The community member recently updated the llama-index-llms-openai package to use GPT-4o mini, but encountered an error when trying to set the max_tokens limit. The context window for GPT-4o mini is 128K tokens, but the error message indicated that the model supports at most 16384 completion tokens. Other community members suggested double-checking that GPT-4o mini is being used, and provided suggestions to make the prompt more clean and descriptive to improve reliability with GPT-4o mini and SQL/database queries.

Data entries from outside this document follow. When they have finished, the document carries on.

PR #3306, opened 2024-02-16
fix: hardcode the baseurl as it isn't working in CI

johnrwatson:
Compatibility with local runs `must` be retained but without this it isn't passing in CI (even if without it it passes locally against remote) 

Temporarily hardcoding this to give us stability coverage over the weekend + will amend properly config-wise next week when we are up and running.


johnrwatson:
bors merge

PR #2867, opened 2023-10-16
Add systeminit/rabbitmq DockerHub image (ENG-1990)

nickgerace:
## Description

Add si-rabbitmq DockerHub image for ENG-1703 ("Mostly Everything is a Node or an Edge") graph work. This directory is being added to main to get the image building and published in advance to the long running dev branch getting merged.

The new image is not used for anything other than image building, promoting and publishing.

## Reference

The code in this PR was taken from https://github.com/systeminit/si/pull/2424.

PR #3309, opened 2024-02-16
Remove RabbitMQ component (ENG-2333)

nickgerace:
This PR undoes the work from #2867 and is a follow-up to #3300 since the new engine is now using NATS Jetstream.


nickgerace:
bors merge

PR #3311, opened 2024-02-16
feat(si-generator): add codegen and create funcs

adamhjk:
The generator can now produce codeGen and createFuncs.

In theory, there should only need to be 1 codeGen func created, and it should just be re-used across every asset. It should be named 'si:genericAwsCreate', which will then be re-used in the create functions.


adamhjk:
bors merge

PR #3313, opened 2024-02-16
chore(ci): set OpenTelemetry environment varible in integration tests

fnichol:
This change configures the OpenTelemetry collector endpoint for any Cyclone servers running as part of an integration test. Prior to this change (and given past work), Cyclone servers try in vain to connect to a localhost collector only to fail. This causes a *lot* of stderr output in the CI logs, even though this is not a failure at all.


paulocsanz (approved):

stack72:
bors merge

PR #3316, opened 2024-02-20
feat: replace deadpool with poolnoodle

sprutton1:
This rips out deadpool for spinning up Cyclone instances and replaces the pool logic with PoolNoodle.

## The Problem

1. Deadpool only creates new instances when the pool is empty, so we have no way to warm up instances in advance
2. Deadpool pushes off the recycle task until an instance is requested, so dead instances would linger in the mean time
3. We never want to reuse an instance, so the pooling mechanism of Deadpool is completely redundant

## The Solution

1. Remove Deadpool as the interface for getting Cyclone instances
2. Replace it with a similar implementation using PoolNoodle
  a. The core loop of PoolNoodle is effectively unchanged, except it now looks out for Drop messages from dead instances
  b. Instances requested from PoolNoodle are given back in a wrapper (LifeGuard) that implements Drop so we can handle them going out of scope. On drop, we send a message on a channel that is handled in the core loop, as mentioned above. Deref is also implemented to allow referencing the inner Instance
  c. We now call the native Instance methods, so we are no longer hardcoded to only working with Firecracker
  d. We now always try to fill the entire pool (so pool sizes should be kept lower). When doing so, we start the instance, effectively making our pool warm! Not that this works with both the Tokio and Firecracker runtimes

I also modified the existing tests and added a few more to test the pool mechanics.

I do think that there is an issue with the core loop. It feels weird to be both checking vecs and reading messages from a channel. I definitely think there is a more event-driven approach that can be taken here, but I'm too close to this solution right now to walk it out.


sprutton1:
bors try

sprutton1:
bors try

sprutton1:
bors try-

sprutton1:
bors try

PR #4168, opened 2024-07-17
feat: replace stop.sh with pure rust implementation

sprutton1:
This is a one to one replacement of the `stop.sh` script with a pure Rust implementation. Yay! The functionality here should be identical, but now it should be easier for us to manage the behaviors and failure scenarios. I also think this will make it a bit easier to write tests for the firecracker bits. Honestly the hardest part here was making the new crates play nice in buck2 land :smile: . There are two more scripts that need replaced. This was the easy one.


flake.nix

I recently updated llama-index-llms-openai 0.1.26 to use 4o-mini. On openai's website they said CONTEXT WINDOW 128k tokens but when I tried to set the limit it said
Plain Text
Error code: 400 - {\'error\': {\'message\': \'max_tokens is too large: 120000. This model supports at most 16384 completion tokens, whereas you provided 120000.\', \'type\': \'invalid_request_error\', \'param\': \'max_tokens\', \'code\': None}}\n'}
A month back I asked about gpt-4 and sql query. 3.5 will follow the instruction and do query but gpt-4 will refuse to query directly to db. Has anything changed since then?
Many thanks @WhiteFang_Jr ! Could you say more or share some good+bad examples of a "more clean and more descriptive" prompt for optimal reliability with gpt-4o mini and SQL/db queries?